Going to university changed Huda Shafig.
Until then, she said, she had “kind of lived in a bubble,” mostly unaware of the impact of the conflict raging in parts of Sudan outside of her hometown of Khartoum.
“I realized I got opportunities that I took for granted,” she said. “Other people my age in other states and areas weren’t provided for in the same way.”
At the university, too, she learned that something she’d always cared about – equality for women – was an international issue, one she could work to improve. She began working with civil society organizations, particularly ones focused on peacebuilding and women’s participation in politics and security.
In 2013, she joined a group called the Task Force for the Engagement of Women in the Peace Process.
Her role with this task force led her to a Carter Center-sponsored meeting in Khartoum in December, where she and other members of civil society shared their experiences and concerns with a group of international conflict resolution experts assembled by the Center.
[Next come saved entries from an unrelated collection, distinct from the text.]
Issue #6932, opened 2023-04-10
Custom encrypted suffix


youtehub:
#### What is your current rclone version (output from `rclone version`)?
[rclone v1.62.2](https://github.com/rclone/rclone/releases/tag/v1.62.2)

#### What problem are you are trying to solve?

The current encryption suffix is *.bin, I hope there is an option to customize the encrypted file suffix, such as changing to *.jpg, *.mp4, which is to customize the suffix to disguise the encrypted file.
In this way, rclone encrypted files can be placed in different places according to user needs

#### How do you think rclone should be changed to solve that?

In the encrypted crypt configuration file of rclone, an optional configuration item **custom_suffix** is provided to allow users to customize, and the default is still in the form of **bin**

Custom encrypted suffixes are not yet supported, the following example is a sample configuration file template given by myself
```
[folderCrypt]
type = crypt
remote = D:\folders
directory_name_encryption = false
password = password1
password2 = password2 
filename_encoding = base32768
filename_encryption = standard
custom_suffix = mp4
```

#### How to use GitHub

* Please use the 👍 [reaction](https://blog.github.com/2016-03-10-add-reactions-to-pull-requests-issues-and-comments/) to show that you are affected by the same issue.
* Please don't comment if you have no relevant information to add. It's just extra noise for everyone subscribed to this issue.
* Subscribe to receive notifications on status change and new comments.

albertony:
In my mind that makes sense, and don't think it would be that much work to make the following into an option:

https://github.com/rclone/rclone/blob/c502e00c87854781a939b385dda0e9d38ecbd81f/backend/crypt/cipher.go#L41

ncw:
Yes it could be an option if someone wants to have a go at it.

albertony:
Oh, and then allowing none / empty string should probably be allowed, in cases where path length is critical..

ncw:
I think this is all done now in 281a007b1a7867db5904ee09131e5809c0606f3d ghank you @jladbrook 

Currently in [the latest beta](https://beta.rclone.org/) and to be released in v1.63

88elie88:
Feature request: preserve suffix on encrypted names (filename_encryption = standard)
What problem are you trying to solve?
I use multiple crypt remotes on the same underlying storage, all sharing the
same password, to fit two different workflows:
Local device: filename encryption off (I need to recognize files by
name day-to-day), but file content encrypted.
Cloud backup: filename encryption standard (full anonymity, since
[...]

Issue #6392, opened 2022-08-22
Force sync "clean up"


DarrenPIngram:
#### What is your current rclone version (output from `rclone version`)?

1.59.1

#### What problem are you are trying to solve?

Would be nice to have a "force resync clean" feature, meaning that the source is compared to 100% on destination (remote) and anything not present on the remote is added and anything present on the remote that should not be is deleted.

I appreciate this is what sync should be, but in some sporadic cases I've found where this is not (at least "old" stuff left in remote (never have tracked down the "why" as it is noticed long after the event). Thus an occasional "clean", even of very large datastores would be nice.

#### How do you think rclone should be changed to solve that?

I presume a slight extension to the sync behaviour, possible an extra flag or something, but I would not suggest how it may be achieved. Especially if regular sync should be picking this up.

If there is such a problem, whether a compare could be easily made (compare remote to source) and delete/flag to delete could be one way.

#### How to use GitHub

* Please use the 👍 [reaction](https://blog.github.com/2016-03-10-add-reactions-to-pull-requests-issues-and-comments/) to show that you are affected by the same issue.
* Please don't comment if you have no relevant information to add. It's just extra noise for everyone subscribed to this issue.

The experts, in turn, talked with them about how they had worked to help bring peace to their own countries.
“To have the opportunity to listen to their experiences and to learn,” Shafig said, “is worth taking a day off. We need more assistance from professionals and technical people to reach the objective, which is inclusive peace.”
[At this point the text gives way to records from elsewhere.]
PR #6969, opened 2023-04-22
cat: adds --separator option to cat command

### LINKED ISSUE #6968: feat: Add option to `rclone cat` that injects a separator between files

https://forum.rclone.org/t/print-new-line-between-files-when-using-rclone-cat/37732/8

```
❯ rclone version
rclone v1.62.2
- os/kernel: 5.15.90.1-microsoft-standard-WSL2 (x86_64)
- os/type: linux
- os/arch: amd64
- go/version: go1.20.2
- go/linking: static
- go/tags: none
```

I am trying to output several remote files from an S3 bucket to stdout. Each file contains a single line. I'd like each file to output to a separate line also. However, rclone cat joins the files without any separator, which makes the output unusable/unreadable. Is there any way to accomplish this?

The simplest idea I had is to add an option to `rclone cat` that will print a "separator" string after outputting each file. E.g.

```
rclone cat s3:bucket/path --include */file.txt --separator '\n'
file1
file2
file3
...
```

#### How to use GitHub

lorengordon:

When using `rclone cat` to print the contents of several files, the
user may want to inject some separator between the files, such as a
comma or a newline. This patch adds a `--separator` option to the `cat`
command to make that possible. The default value remains an empty
string, `""`, maintaining the prior behavior of `rclone cat`.

Closes #6968

* https://forum.rclone.org/t/print-new-line-between-files-when-using-rclone-cat/37732/14
* https://github.com/rclone/rclone/issues/6968

#### Checklist

### DIFF
--- a/fs/operations/operations.go
+++ b/fs/operations/operations.go
@@ -1259,7 +1259,7 @@ type readCloser struct {
 //
 // if count < 0 then it will be ignored
 // if count >= 0 then only that many characters will be output
-func Cat(ctx context.Context, f fs.Fs, w io.Writer, offset, count int64) error {
+func Cat(ctx context.Context, f fs.Fs, w io.Writer, offset, count int64, sep []byte) error {
 	var mu sync.Mutex
 	ci := fs.GetConfig(ctx)
 	return ListFn(ctx, f, func(o fs.Object) {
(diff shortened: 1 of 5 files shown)


fs/operations/operations.go
```diff
@@ -1301,6 +1301,14 @@ func Cat(ctx context.Context, f fs.Fs, w io.Writer, offset, count int64) error {
 			err = fs.CountError(err)
 			fs.Errorf(o, "Failed to send to output: %v", err)
 		}
+		if len(sep) >= 0 {
+			sepReader := bytes.NewReader(sep)
```
ncw, line 1305: This will do to write the sep to the stream, no need to make a reader.

   _ , err =  w.Write(sep)

ncw (commented):
Looking good :-) I put a comment inline and I've given the tests another whirl.

fs/operations/operations.go
lorengordon: Ok, I was wondering about something like that, but wasn't sure if there was a reason to use `io.Copy()`. Updated, ran the test, and confirmed the behavior for my use case also!

ncw (approved):
This looks perfect - thank you :-)

I'll merge it now.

John Goodman, an associate director in the Carter Center’s Conflict Resolution Program who helped organize the Sudan meetings, said people like Shafig are crucial: “You can’t have lasting peace unless all aspects of society are heard, and part of the Carter Center’s responsibility is to amplify the voices of those who might otherwise not get a seat at the table.”
The situation in Sudan is challenging for activists. While Shafig’s group has never been a government target, many others have.
“Not everyone who is an activist,” she said, “is safe to say what they want to say or meet with whom they want to meet.”
It’s also not easy for women to be taken seriously in a patriarchal society, where females are largely excluded from even everyday places such as community clubs or gyms. But Shafig dreams of a time when women in Sudan are accepted as equals and allowed to fulfill their potential.
And, of course, she dreams of peace.
Though Sudan is enjoying a government cease-fire at the moment, there is much work to do to achieve permanent peace and to erase the effects of decades of war.
Those effects are felt even in conflict-free regions, she said, as evidenced by the country’s economic woes and general lack of security. But for her fellow citizens in the conflict zones, ending the fighting is a matter of life and death.
Shafig spoke of meeting a woman in a conflict area and asking what peace would mean to her.
“In Sudan,” Shafig explained, “we don’t really have apartments — we have houses, with open yards in front of them, and people usually sleep out there under the stars at night. So she said that for her, peace is being able to sleep outside and have her kids laughing and playing in the streets like before, without being scared.”